ロイターAug 26, 2025 4:55 AM

Valerie Volcovici

- スティーブ・ヒックスさん(70)は、テネシー州にある「Y-12国家安全保障施設」と呼ばれる核施設に34年間勤務した。ここは1945年に広島に投下された原子爆弾のウランが濃縮された施設で、現在も米国の核兵器プログラムの重要施設となっている。
退職後、放射線被ばくに関連する2種類のがんと神経損傷を治療するために毎日30種類の薬を服用するようになったヒックスさんは、保健福祉省に対し、職務に関連したがんに罹患した何千人ものY-12従業員の医療費の支払いを求める請願活動を行っている。
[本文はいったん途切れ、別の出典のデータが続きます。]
PR #2922, opened 2026-09-02
Fix/ Allow parental consent to be deleted

xkopenreview:
this pr should fix the request to be able to delete parental consent which was not deletable

this pr should also close preview when there are no documents for preview


xkopenreview:
@deanaOR parental consent can be delete in preview
if the upload link is not expired, the user can use the same link to continue uploading

melisabok (approved):

PR #2929, opened 2026-09-09
Fix/ Update venue organizer agreement text

xkopenreview:
venue_organizer_agreement text is updated
so update in setup so tests pass


xkopenreview:
@celestemartinez this is required for tests to pass

celestemartinez (approved):
Thanks!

「あそこでは良い暮らしをしていたが、こんなにも具合が悪い状態になったのは納得できない。あそこで働いていた人の中には、私よりも症状が重い人もいる」と、ヒックスさんはロイターに語った。
嘆願書の作成は複雑なプロセスだ。米政府が原子力関連施設での放射線被ばくに関連すると認めている22種類のがんであることを示すのに必要な証拠は数千ページに及び、作成に何年もかかる可能性がある。
だが今、ヒックスさんの請願活動は宙に浮いた状態になりつつある。保健福祉省がこれらの請求の審査を担当する諮問委員会を無期限に活動停止したためだ。同省関係者や、政権関係者18人への取材で明らかになった。
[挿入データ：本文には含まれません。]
PR #2938, opened 2026-09-16
AC/PC/SAC consoles: render custom stage replies to reviews next to their review

melisabok:
## Summary

The consoles' `customStageInvitations` setting previously rendered a single custom stage reply per submission in the Meta Review Status column. This PR extends it to support custom stages that reply to reviews (e.g. an `AI_Review_Detection` stage posting one reply per official review, as used by ICLR): all matching replies are now collected and split by what they reply to, and replies to a review are rendered in the Official Review Progress column directly under the review they reply to — in the AC, PC and SAC consoles — so each review's AI detection result (or any other per-review signal) shows next to the review itself.

Example webfield config on the console group:

```js
customStageInvitations: [{
  name: 'AI_Review_Detection',
  displayField: 'label',
  extraDisplayFields: ['score', 'link']
}],
```

### `components/webfield/AreaChairConsole.js`
- The custom stage replies of each configured stage are split into two collections by their `replyto`:
  - **`customStageReviewReplies`** — replies to an official review; stored at the row level and rendered in the review status column.
  - **`customStageMetaReviewReplies`** — replies to a meta review or to the forum (the default for custom stages, e.g. a second review invitation or a meta review confirmation); stored in `metaReviewData` and rendered in the Meta Review Status column, as before.
- All matching replies are collected (`filter`) instead of only the first one (`find`).
- Fixed a latent bug where a reply was matched against every configured custom stage id instead of the stage being processed.
- Replies rendered in the meta review column are labeled with the last segment of the invitation id prefix (`invitationId.split('/-/')[0]`) when they are not forum-level replies, e.g. `Meta Review Confirmation (Meta Review1)`, to distinguish multiple replies.

### `components/webfield/NoteReviewStatus.js`
- New `CustomStageReviewReplies` component: renders each custom stage reply under the review it replies to (matched by `replyto`), showing the stage name, the display field, the extra display fields and a link to read the reply in the forum. Values starting with `https` are rendered as links.
- `AcPcConsoleNoteReviewStatus` accepts an optional `customStageReviewReplies` prop and forwards it to both reviewer row variants. It is shared by the AC, PC and SAC consoles, so all three render the same blocks.

### `components/webfield/NoteMetaReviewStatus.js`
- `AreaChairConsoleNoteMetaReviewStatus` renders `metaReviewData.customStageMetaReviewReplies` (all entries, with the invitation prefix label).

### `components/webfield/ProgramChairConsole.js` and `components/webfield/SeniorAreaChairConsole.js`
- Both consoles build a row-level `customStageReviewReplies` collection (replies to an official review, per stage) and exclude those replies from their existing single-object `customStageReviews`, so nothing renders twice. The PC console Overview tab statistics (`repliesPerSubmission`) and the `metaReviewAgreement` logic are unchanged.

### `components/webfield/ProgramChairConsole/PaperStatus.js` and `components/webfield/SeniorAreaChairConsole/PaperStatus.js`
- Pass the review replies into the shared `AcPcConsoleNoteReviewStatus`.

### `components/webfield/ProgramChairConsole/PaperStatusMenuBar.js` (shared by PC and SAC)
- The custom stage export column and sort options join the values across the review replies when present and fall back to the existing single-reply behavior for forum/meta review stages.

### `components/webfield/AreaChairConsoleMenuBar.js`
- The custom stage search/sort options read from both collections and join the values across all replies.
- A stage without `extraDisplayFields` no longer loses its display field sort option.

## Backward compatibility

- Custom stages replying to the forum (e.g. a second review invitation configured through `customStageInvitations`, or `Meta_Review_Confirmation` posted as a forum reply) keep rendering in the Meta Review Status column as before, in all three consoles.
- Venues that show multiple replies per stage now see all of them instead of only the first one found.
- The PC/SAC single-object `customStageReviews` model (used by string-path query search, the Overview statistics and export fallbacks) is preserved.

## Venue configuration notes

- The replies only render for users who can read the notes: the custom stage `readers` must include the console's role (e.g. `SENIOR_AREA_CHAIRS_ASSIGNED` for the replies to show in the SAC console).
- The SAC console can only find its assignments when the assigned SACs can read their `Submission<number>/Senior_Area_Chairs` group (`senior_area_chair_identity_readers`); the companion openreview-py PR defaults this for template venue deployments.

## Tests

- `unitTests/AreaChairConsole.test.js`: new test mounting the console with replies to reviews (`AI_Review_Detection`), to the forum (`Second_Round_Review`, a second review invitation configured as a custom stage) and to the meta review (`Meta_Review_Confirmation`), asserting each entry is routed to the right column with the right source label.
- `unitTests/NoteReviewStatus.test.js` (new): asserts each reply renders under the review it replies to, `https` values render as links, and reviewer rows are unchanged when no replies are passed.
- `unitTests/AreaChairConsoleMenuBar.test.js`: new test asserting the custom stage sort options read from both collections and handle rows without replies.
- `unitTests/PaperStatusMenuBar.test.js`: new test asserting the PC/SAC sort options join review replies and fall back to the single-reply meta review data.
- Full unit suite passes: 84 suites, 796+ tests.
- Verified end to end against a local stack running `test_iclr_conference_with_templates.py` (openreview-py), checking the rendering in the browser in all three consoles: as the assigned AC, as the assigned SAC and as a PC.

Companion openreview-py PR:
- Enables `customStageInvitations` on the AC/SAC/PC group webs in the ICLR templates test, and adds `SENIOR_AREA_CHAIRS_ASSIGNED` to the AI review detection stage readers so the SAC console can display the replies.
- Defaults template venue deployment so assigned SACs/ACs can see reviewer identities (`reviewer_identity_readers`) and assigned SACs can read their own submission group (`senior_area_chair_identity_readers`) — without the latter the SAC console cannot find its assignments.


enrubio (approved):
Checked the PC/SAC/AC consoles and it looks great!

xkopenreview:
i think jsdoc comments of related consoles should be updated with example
so it can be converted to openreview doc pr

components/webfield/ProgramChairConsole/PaperStatusMenuBar.js
xkopenreview, line 106: the search path is not updated
so when performing query search it will still look for metaReviewData.customStageReviews instead of custom stage review replies

components/webfield/ProgramChairConsole/PaperStatusMenuBar.js
```diff
@@ -456,8 +460,13 @@ const PaperStatusMenuBar = ({
...
                   getValue: (p) =>
-                    p.metaReviewData?.customStageReviews?.[camelCase(invitation.name)]
-                      ?.content?.[extraDisplayField]?.value ?? 'N/A',
+                    p.customStageReviewReplies?.[camelCase(invitation.name)]
+                      ?.map((q) => q.content?.[extraDisplayField]?.value)
+                      ?.filter((q) => q !== undefined && q !== null)
+                      ?.join(' ') ||
+                    (p.metaReviewData?.customStageReviews?.[camelCase(invitation.name)]
+                      ?.content?.[extraDisplayField]?.value ??
+                      'N/A'),
```
xkopenreview, line 469: is it a valid usecase to have both customstage review reply and custom stage review?
customStageReviews will be dropped by ||

melisabok: we can have both, and the custom stage review will keep displayed in the metareview column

ヒックスさんが取りまとめている請願者の中に待つ時間がない人もいる。
ヒックスさんは以前、腎臓がんについては医療費の支払いを受けていたが、現在は皮膚がんの治療のための医療費支援を求めている。
トランプ大統領に投票したヒックスさんは、大統領のほか、テネシー州上院議員、そして主要な兵器施設を有する他の州の議員に数十通の手紙を送ったが、「何の返答もない」という。
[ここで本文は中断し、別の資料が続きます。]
PR #2940, opened 2026-09-17
Fix/ Profile Edits

xkopenreview:


melisabok:
it would be nice to show the `tauthor` of each edit so we can track who is moderating each profile:

Screenshot 2026-09-22 at 5 02 51 PM

melisabok:
This is how it looks the edits in the profile page using my branch, I like the icon next to the text and using a color in the font instead of background color:



Screenshot 2026-09-22 at 9 44 18 PM
Screenshot 2026-09-22 at 9 44 02 PM

melisabok:
I think the forms must be rendered next to the document and avoid showing the profile info. The form should be prefilled with existing data so the support user can easily compare the values against the document. 

The text area must be the latest field to show not the first one.

melisabok:
Relations rendering:

Screenshot 2026-09-22 at 9 57 18 PM

xkopenreview:
@melisabok please take a look again.
slightly modified your design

同省の米疾病対策センター(CDC)は、この諮問委員会が活動停止になったことを認めたが、今後については詳細は明らかにしなかった。
CDCの広報担当者は、「放射線と労働者の健康に関する諮問委員会の会合は現在、未解決の事務処理のため中断されており、その解決に積極的に取り組んでいる」とコメントした。
ホワイトハウスは諮問委員会の現状についてコメントを控えた。
エネルギー省は声明で、核兵器の近代化に注力する中で、過去の過ちから学んでいるとした上で、「エネルギー省と国家核安全保障局(NNSA)は、過去の経験から学び、その学びを活かしてシステムと実務を改善し、可能な限り安全な作業環境を提供している」とコメントした。

<宙ぶらりんの状態に置かれた数千人>
冷戦以来、米国の380の核兵器施設では70万人以上が雇用され、軍事および民間の核計画のための放射性物質の採掘や輸送、処理に従事してきた。
2000年に可決されたエネルギー従業員職業病補償プログラム法は、エネルギー省および国防総省の原子力施設の労働者に15万ドルの一時金と医療保険の給付を支給する内容だ。高レベルの放射線被ばくに関連するがんと診断された労働者、または就業中にそのような被ばくがあったことを証明できる労働者が対象になる。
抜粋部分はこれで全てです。